Fe³⁺ + 4H₂O → FeO₄^2- + 8H⁺ + 3e^- E⁰ = -2.2 V vs. SHE

On-site production of ferrates for drinking water treatment by electrochemical means avoids a number of challenges with respect to transport and storage of chemical ferrates and also allows for direct integration of the electrochemical process with the treatment chain. In earlier papers on electrochemical ferrates, we have reported on a novel analytical method of ferrate quantification, degradation of ferrate and production of ferrates in small batch-type reactors [1-3].

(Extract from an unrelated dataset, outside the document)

PR #9698, opened 2023-04-25
[IOTDB-5819] Fix npe when booting net metrics

THUMarkLau:
See [IOTDB-5819](https://issues.apache.org/jira/browse/IOTDB-5819).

Here we present a semi-batch (2 L) reactor which includes recirculation, temperature control, lower cell resistance, excellent mixing, provision for the use of ion exchange membrane, and in-situ pH control. The reactor uses boron doped diamond (BDD), Fe (III) solution and can be operated with or without an ion exchange membrane. The impact of several variables including current density (5 - 15 mA cm^-2), pH (5 - 9), concentration of the dissolved iron salts on the production of ferrates temperature (15 - 30 ^oC) and operation with/without membrane have been studied and will be presented. Current efficiencies of as high as 90% were reached for the first 20 minutes of operation using a 30 mM of Fe (III) feed and a current density of 45 mA cm^-2. The recirculating reactor results were successfully interpreted by a simple model which considered first order kinetics for Fe (VI) generation.

References

[1] M. Cataldo Hernandez, A. May, A. Bonakdarpour, M. Mohseni, D.P. Wilkinson, Can J. Chem, 95 (1) 2016.

[2] M. Cataldo Hernandez, M. Stewart, A. Bonakdarpour, M. Mohseni, D.P. Wilkinson, Accepted for publication in the Canadian Journal of Chemical Engineering.

[3] M. Cataldo Hernandez, R. Govindarajan, A. Bonakdarpour, M. Mohseni, D.P. Wilkinson, Accepted for publication in the Canadian Journal of Chemical Engineering.